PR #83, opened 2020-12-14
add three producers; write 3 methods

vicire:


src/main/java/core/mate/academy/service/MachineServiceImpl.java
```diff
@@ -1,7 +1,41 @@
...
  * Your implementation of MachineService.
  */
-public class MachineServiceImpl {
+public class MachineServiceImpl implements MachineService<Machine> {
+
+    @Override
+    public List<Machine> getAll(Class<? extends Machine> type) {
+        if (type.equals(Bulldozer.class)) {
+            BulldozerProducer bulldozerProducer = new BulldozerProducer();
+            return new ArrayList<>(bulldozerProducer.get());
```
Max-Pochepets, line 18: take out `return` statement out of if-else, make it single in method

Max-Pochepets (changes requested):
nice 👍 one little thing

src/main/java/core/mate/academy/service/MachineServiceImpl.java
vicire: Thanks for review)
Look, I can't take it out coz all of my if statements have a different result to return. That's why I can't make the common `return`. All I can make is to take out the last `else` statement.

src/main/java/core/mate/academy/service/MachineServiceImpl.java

══════════════════════════════

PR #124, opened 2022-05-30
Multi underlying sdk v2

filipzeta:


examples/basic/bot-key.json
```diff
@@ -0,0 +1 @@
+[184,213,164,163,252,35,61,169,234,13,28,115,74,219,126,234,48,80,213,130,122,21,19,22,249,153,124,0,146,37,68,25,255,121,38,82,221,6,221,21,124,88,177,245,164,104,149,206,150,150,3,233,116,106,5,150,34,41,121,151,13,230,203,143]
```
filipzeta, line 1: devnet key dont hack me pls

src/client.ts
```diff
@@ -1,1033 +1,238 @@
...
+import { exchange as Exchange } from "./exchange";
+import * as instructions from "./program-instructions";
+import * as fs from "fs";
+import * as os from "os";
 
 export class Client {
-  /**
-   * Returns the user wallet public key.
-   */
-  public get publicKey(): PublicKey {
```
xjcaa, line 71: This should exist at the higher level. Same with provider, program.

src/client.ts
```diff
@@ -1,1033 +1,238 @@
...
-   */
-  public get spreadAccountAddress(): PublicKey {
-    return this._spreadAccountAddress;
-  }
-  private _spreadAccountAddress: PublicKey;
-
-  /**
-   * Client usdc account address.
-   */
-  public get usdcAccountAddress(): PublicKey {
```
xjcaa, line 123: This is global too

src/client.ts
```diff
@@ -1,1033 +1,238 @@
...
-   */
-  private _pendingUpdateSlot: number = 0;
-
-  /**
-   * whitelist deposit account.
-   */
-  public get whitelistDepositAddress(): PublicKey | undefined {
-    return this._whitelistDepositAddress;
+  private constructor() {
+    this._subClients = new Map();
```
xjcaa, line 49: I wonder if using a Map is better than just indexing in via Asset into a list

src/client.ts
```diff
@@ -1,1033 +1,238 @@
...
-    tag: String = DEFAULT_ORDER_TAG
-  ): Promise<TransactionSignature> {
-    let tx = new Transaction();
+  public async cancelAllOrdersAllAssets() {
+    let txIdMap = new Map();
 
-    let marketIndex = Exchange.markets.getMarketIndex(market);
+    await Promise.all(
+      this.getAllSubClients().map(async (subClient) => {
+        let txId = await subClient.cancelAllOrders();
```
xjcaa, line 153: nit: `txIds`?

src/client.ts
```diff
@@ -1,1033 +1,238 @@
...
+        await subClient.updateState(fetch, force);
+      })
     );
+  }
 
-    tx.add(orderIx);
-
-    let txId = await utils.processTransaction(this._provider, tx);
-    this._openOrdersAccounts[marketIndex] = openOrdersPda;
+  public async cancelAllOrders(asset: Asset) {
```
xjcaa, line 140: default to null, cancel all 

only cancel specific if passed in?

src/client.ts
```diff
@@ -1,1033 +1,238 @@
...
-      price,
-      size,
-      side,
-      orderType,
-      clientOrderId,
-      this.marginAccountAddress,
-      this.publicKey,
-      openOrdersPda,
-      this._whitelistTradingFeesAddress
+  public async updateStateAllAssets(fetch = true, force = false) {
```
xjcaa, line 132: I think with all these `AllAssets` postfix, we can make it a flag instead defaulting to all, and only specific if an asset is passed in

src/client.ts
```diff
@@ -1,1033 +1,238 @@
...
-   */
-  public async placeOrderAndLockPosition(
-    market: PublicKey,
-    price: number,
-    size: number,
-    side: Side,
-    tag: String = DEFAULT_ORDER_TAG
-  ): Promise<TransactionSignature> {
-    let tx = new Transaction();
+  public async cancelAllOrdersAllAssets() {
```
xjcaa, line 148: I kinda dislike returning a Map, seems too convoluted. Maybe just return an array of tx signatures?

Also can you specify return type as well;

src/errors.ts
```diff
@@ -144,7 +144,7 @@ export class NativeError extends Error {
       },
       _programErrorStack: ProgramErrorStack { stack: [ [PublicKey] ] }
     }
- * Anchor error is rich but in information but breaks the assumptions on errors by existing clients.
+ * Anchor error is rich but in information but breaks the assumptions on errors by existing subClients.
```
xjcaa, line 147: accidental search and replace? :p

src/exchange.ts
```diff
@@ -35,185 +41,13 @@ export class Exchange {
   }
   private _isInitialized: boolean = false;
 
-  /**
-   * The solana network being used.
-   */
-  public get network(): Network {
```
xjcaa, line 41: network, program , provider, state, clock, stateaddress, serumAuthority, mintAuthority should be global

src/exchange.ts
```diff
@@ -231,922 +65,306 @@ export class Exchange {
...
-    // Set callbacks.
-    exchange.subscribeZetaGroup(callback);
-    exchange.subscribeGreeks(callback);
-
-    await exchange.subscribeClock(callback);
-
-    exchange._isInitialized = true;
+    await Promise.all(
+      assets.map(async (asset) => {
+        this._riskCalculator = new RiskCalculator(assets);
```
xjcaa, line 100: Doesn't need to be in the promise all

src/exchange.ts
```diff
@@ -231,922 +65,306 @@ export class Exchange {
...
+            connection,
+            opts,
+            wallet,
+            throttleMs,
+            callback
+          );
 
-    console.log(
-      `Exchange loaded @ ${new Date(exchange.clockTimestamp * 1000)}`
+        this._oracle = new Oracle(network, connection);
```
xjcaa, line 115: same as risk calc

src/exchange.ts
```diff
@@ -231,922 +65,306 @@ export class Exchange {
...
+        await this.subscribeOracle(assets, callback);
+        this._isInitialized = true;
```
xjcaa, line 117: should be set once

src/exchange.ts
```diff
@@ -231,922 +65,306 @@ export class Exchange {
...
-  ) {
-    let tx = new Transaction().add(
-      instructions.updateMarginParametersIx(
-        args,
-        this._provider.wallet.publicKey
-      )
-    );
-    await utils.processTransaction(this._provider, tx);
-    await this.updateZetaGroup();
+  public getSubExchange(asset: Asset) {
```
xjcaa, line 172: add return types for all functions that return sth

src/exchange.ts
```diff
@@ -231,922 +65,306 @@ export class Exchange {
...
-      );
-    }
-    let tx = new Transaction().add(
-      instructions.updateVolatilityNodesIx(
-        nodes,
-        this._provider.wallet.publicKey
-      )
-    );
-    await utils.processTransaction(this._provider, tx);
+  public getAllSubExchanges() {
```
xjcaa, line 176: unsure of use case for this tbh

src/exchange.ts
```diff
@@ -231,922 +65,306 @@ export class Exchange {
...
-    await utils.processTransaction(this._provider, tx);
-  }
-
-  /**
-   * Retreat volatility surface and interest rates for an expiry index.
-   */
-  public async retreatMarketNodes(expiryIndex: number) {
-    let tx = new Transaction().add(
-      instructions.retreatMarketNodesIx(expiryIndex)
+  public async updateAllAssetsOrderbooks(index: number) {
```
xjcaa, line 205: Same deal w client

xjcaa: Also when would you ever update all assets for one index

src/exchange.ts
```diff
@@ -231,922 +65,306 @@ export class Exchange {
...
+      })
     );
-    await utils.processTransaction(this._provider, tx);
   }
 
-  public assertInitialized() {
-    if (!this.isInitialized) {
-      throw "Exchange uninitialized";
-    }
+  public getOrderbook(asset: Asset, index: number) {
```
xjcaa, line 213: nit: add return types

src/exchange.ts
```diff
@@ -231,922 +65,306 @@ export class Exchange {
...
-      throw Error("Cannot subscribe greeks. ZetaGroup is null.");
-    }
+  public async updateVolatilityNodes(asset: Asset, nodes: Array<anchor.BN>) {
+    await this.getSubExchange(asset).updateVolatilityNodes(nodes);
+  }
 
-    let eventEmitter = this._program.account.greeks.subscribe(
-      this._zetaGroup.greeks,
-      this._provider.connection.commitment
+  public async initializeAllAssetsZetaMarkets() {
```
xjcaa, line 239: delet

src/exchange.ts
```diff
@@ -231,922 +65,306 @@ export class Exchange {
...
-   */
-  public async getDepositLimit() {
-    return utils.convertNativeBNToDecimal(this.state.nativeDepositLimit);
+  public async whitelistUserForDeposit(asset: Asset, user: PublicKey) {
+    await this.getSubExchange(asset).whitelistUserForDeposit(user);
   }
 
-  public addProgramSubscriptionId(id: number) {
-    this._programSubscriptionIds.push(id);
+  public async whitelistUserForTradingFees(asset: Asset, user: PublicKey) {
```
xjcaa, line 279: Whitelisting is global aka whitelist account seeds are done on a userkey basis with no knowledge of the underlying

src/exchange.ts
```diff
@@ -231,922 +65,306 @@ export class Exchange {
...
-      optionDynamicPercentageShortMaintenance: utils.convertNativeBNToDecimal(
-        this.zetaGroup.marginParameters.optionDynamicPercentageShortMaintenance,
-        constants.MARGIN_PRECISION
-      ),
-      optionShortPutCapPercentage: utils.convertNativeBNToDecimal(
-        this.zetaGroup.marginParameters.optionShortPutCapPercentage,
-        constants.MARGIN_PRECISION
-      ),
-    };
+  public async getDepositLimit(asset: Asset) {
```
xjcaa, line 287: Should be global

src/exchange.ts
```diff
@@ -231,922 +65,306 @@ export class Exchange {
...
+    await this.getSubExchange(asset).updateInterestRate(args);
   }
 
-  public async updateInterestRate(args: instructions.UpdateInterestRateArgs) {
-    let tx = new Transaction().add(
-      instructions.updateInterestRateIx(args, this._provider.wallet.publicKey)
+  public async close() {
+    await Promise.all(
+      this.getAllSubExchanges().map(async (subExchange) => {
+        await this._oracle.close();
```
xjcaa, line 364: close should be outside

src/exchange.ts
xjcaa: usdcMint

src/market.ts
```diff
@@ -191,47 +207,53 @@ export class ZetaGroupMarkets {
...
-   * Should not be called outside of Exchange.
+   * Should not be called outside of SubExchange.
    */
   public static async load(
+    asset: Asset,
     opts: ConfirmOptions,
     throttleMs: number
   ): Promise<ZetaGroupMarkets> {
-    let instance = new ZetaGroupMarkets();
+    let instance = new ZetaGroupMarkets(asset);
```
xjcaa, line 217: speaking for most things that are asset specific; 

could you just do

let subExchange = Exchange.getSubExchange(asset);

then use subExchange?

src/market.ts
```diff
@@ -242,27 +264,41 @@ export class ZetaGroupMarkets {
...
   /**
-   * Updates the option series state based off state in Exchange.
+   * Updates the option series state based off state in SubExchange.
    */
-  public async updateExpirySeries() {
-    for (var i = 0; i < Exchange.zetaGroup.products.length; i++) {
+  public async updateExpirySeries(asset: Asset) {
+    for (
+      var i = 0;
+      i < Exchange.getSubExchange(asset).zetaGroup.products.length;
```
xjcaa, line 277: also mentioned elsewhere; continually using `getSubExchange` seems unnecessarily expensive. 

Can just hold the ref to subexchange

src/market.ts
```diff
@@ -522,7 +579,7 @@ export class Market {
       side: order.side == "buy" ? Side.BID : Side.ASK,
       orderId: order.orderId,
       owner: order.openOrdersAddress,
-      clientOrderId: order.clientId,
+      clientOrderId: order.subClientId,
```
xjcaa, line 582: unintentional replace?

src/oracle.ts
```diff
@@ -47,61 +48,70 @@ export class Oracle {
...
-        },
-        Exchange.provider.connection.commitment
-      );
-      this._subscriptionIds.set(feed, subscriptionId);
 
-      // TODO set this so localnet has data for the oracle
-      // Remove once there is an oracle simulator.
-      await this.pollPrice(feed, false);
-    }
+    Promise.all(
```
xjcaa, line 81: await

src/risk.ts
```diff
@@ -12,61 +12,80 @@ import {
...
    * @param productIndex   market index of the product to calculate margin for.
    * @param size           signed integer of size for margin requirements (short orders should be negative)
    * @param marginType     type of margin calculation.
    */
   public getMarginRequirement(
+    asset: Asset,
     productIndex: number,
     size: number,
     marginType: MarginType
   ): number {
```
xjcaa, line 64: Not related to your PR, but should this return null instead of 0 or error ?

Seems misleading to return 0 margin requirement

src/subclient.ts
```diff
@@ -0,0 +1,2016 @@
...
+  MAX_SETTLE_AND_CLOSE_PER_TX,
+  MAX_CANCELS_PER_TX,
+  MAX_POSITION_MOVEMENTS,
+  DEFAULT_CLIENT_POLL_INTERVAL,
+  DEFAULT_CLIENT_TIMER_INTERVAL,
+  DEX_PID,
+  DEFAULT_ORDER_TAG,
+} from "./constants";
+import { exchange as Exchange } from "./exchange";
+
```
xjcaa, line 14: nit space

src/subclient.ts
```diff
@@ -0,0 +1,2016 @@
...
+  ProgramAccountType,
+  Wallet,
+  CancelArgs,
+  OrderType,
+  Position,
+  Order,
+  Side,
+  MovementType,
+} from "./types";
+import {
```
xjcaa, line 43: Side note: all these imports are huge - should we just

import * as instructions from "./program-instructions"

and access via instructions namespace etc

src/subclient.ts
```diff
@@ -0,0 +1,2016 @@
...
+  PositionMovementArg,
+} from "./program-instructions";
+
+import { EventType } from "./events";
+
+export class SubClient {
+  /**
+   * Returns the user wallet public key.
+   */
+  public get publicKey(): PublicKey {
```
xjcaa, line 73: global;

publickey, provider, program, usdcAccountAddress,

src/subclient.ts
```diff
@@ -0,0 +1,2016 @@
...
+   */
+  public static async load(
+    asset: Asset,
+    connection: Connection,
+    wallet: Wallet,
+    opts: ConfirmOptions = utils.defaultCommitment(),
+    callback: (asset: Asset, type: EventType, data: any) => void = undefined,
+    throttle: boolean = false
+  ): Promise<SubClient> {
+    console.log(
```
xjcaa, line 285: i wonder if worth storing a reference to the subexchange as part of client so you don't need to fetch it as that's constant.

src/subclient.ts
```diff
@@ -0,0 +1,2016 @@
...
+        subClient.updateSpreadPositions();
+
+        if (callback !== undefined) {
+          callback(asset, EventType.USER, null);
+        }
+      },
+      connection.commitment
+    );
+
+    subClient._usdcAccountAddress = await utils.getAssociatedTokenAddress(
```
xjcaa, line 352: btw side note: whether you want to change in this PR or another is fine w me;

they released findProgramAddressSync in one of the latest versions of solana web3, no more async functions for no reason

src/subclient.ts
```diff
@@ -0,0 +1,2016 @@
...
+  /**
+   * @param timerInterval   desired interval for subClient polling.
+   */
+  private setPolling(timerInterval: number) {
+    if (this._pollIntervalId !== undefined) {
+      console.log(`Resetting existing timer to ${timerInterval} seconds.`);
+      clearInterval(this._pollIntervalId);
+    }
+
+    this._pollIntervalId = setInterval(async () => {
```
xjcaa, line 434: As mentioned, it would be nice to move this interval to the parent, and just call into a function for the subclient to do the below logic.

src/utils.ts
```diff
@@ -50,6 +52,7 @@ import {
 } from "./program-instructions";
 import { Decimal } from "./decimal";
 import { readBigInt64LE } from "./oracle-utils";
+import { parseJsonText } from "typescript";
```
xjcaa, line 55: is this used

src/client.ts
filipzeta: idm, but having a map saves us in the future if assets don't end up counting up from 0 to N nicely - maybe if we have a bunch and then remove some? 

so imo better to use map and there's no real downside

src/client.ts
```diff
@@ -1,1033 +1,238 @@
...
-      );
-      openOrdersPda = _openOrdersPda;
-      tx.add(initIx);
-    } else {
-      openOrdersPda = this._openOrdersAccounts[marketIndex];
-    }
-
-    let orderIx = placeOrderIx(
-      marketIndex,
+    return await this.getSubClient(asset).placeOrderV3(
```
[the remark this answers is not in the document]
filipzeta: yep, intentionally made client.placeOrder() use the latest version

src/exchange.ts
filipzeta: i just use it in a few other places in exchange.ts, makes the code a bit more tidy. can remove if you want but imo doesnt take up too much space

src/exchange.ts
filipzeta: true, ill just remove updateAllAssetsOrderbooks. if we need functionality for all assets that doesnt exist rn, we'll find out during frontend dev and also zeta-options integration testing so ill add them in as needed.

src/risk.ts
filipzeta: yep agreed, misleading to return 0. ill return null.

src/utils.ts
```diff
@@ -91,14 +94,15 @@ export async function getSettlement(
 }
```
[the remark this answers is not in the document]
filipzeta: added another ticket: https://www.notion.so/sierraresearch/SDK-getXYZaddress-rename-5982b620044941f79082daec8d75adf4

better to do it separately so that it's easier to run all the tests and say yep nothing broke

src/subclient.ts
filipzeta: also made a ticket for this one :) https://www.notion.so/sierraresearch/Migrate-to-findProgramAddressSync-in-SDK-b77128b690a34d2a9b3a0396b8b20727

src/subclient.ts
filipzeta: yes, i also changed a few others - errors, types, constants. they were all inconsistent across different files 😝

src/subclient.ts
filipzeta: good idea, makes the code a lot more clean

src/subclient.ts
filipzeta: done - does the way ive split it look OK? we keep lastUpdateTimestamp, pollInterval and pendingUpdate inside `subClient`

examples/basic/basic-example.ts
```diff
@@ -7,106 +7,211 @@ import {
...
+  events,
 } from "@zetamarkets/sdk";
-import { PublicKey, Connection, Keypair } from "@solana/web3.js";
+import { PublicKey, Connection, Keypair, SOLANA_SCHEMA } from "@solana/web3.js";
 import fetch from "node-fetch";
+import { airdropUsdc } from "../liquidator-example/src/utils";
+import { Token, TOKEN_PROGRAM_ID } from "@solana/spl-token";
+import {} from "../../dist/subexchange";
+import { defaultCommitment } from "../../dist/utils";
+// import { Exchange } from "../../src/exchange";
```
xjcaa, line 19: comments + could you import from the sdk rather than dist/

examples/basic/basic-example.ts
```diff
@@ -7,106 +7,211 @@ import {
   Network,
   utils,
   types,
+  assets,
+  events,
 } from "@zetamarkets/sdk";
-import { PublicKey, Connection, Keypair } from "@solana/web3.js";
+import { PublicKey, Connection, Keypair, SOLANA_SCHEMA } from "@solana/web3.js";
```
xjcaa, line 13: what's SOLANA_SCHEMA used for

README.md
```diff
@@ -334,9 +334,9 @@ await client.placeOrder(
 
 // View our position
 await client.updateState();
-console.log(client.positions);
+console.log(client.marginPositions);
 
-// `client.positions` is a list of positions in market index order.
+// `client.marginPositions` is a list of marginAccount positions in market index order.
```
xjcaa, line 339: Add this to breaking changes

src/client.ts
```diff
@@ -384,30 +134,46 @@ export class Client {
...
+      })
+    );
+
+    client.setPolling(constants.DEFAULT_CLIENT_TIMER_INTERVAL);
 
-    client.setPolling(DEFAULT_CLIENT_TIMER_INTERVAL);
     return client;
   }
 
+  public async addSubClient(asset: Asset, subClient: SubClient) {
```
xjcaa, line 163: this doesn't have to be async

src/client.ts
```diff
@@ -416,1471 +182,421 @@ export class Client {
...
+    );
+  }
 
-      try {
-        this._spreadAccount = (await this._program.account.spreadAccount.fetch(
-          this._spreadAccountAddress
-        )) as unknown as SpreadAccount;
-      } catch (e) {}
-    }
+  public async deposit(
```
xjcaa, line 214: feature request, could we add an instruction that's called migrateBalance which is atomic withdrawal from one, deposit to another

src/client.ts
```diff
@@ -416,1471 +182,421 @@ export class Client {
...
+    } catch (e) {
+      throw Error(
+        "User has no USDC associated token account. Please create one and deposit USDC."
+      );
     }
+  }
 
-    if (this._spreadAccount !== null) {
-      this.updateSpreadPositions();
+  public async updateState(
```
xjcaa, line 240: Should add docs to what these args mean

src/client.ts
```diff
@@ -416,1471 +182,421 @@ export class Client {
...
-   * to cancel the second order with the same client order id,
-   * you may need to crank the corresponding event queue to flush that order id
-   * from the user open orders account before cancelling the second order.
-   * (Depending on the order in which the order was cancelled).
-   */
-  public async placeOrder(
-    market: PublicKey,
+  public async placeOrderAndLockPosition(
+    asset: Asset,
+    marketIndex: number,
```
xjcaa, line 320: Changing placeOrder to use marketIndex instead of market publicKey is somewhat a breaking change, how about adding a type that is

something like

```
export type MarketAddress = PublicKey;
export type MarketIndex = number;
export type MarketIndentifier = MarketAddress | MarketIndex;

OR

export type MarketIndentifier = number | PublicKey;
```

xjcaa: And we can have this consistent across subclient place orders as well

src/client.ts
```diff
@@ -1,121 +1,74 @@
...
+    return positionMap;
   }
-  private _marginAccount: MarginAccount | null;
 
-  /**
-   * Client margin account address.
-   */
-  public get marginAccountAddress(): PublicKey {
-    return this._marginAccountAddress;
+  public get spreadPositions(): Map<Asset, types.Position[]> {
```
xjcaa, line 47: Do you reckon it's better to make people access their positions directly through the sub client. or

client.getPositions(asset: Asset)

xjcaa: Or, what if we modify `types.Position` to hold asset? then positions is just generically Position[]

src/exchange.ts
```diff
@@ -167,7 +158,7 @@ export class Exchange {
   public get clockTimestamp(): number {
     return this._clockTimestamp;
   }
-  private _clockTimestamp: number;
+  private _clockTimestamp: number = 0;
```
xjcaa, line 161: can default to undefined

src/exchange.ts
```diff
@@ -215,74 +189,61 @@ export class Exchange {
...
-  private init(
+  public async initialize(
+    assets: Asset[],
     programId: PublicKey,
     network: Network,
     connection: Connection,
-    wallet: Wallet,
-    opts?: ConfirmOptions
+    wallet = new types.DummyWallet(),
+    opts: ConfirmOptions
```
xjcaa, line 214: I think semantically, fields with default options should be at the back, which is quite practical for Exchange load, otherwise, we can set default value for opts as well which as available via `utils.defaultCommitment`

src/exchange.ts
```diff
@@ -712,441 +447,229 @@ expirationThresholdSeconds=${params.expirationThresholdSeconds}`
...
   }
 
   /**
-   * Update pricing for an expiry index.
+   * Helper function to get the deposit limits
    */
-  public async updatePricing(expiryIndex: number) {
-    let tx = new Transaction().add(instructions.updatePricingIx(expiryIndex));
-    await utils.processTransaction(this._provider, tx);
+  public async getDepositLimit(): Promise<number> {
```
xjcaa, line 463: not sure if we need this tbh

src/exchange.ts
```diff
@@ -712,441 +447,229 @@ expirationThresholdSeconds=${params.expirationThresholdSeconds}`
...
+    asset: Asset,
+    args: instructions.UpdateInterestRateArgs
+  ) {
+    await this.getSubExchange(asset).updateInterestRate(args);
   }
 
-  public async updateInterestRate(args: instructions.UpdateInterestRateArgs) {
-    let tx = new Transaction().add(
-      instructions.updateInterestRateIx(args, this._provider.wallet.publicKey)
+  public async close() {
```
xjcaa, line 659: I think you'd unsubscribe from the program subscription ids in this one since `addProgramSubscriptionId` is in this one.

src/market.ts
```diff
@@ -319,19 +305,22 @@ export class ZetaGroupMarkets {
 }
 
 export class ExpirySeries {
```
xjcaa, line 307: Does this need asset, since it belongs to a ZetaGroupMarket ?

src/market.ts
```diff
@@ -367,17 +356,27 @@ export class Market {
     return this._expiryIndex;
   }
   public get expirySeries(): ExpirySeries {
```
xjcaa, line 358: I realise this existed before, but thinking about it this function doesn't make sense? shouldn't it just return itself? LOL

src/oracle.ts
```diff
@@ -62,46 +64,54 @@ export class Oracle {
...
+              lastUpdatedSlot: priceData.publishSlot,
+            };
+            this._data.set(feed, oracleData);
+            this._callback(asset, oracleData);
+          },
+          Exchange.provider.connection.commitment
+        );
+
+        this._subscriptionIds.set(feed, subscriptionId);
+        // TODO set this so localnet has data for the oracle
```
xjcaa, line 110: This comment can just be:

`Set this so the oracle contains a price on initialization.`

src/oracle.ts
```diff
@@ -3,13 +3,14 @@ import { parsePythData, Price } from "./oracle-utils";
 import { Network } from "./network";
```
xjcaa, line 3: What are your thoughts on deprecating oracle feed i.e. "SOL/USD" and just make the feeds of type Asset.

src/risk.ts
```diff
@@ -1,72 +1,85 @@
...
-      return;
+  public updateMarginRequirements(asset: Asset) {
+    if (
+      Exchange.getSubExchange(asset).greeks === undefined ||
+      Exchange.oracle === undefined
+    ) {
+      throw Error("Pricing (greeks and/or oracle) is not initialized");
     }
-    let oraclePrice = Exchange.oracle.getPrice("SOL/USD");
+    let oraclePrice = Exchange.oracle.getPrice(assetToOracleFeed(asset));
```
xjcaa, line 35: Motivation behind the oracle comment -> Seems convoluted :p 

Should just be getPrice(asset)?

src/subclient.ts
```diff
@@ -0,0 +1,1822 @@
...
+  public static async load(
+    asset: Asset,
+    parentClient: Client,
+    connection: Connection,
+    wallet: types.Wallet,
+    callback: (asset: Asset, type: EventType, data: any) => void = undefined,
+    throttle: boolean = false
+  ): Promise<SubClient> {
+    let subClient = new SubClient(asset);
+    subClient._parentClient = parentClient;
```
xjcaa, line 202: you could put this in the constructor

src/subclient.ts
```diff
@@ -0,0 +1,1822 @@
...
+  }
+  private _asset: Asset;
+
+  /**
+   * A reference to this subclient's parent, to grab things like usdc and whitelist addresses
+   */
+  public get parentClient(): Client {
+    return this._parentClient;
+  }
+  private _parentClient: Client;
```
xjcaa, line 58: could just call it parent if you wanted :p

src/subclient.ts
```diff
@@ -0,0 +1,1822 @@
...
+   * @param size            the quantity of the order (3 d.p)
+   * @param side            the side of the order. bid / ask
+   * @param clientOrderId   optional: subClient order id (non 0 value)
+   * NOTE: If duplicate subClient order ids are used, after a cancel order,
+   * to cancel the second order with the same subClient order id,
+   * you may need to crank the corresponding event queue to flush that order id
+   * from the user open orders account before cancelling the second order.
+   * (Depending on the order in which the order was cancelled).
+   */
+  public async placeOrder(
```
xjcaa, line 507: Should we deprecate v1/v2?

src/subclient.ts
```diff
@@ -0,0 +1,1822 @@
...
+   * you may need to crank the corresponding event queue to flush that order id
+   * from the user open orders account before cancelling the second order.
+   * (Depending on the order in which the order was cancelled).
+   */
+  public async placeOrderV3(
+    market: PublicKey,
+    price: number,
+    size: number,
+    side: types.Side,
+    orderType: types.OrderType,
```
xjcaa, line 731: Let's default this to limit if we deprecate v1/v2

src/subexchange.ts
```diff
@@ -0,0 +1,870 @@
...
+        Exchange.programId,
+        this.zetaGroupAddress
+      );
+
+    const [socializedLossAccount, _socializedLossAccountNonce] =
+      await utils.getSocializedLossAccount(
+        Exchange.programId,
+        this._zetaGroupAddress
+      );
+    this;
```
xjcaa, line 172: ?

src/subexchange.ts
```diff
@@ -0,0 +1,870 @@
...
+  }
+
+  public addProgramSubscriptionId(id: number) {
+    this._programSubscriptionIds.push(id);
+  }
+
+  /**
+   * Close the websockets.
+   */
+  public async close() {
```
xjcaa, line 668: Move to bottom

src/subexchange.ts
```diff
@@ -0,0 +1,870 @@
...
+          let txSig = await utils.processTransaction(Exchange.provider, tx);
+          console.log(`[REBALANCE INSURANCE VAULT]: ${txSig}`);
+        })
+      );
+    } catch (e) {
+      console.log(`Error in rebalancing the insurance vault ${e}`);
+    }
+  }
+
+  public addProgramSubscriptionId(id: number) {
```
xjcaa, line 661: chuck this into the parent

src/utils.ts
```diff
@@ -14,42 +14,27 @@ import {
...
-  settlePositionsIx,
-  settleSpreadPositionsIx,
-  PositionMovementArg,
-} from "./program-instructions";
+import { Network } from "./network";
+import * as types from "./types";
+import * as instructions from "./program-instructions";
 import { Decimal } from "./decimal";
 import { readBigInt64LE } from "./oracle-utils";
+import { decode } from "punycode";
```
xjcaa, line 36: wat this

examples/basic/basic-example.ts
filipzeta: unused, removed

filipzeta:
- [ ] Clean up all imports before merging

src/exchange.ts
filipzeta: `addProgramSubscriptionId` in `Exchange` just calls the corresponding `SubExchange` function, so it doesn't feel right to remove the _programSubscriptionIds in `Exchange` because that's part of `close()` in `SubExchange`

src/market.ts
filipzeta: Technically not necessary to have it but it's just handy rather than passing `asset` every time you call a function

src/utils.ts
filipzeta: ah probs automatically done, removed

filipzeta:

══════════════════════════════

Task requirements:
Could you copy every line in the records that holds "only"?

Answer to the problem:
only cancel specific if passed in?
xjcaa, line 132: I think with all these `AllAssets` postfix, we can make it a flag instead defaulting to all, and only specific if an asset is passed in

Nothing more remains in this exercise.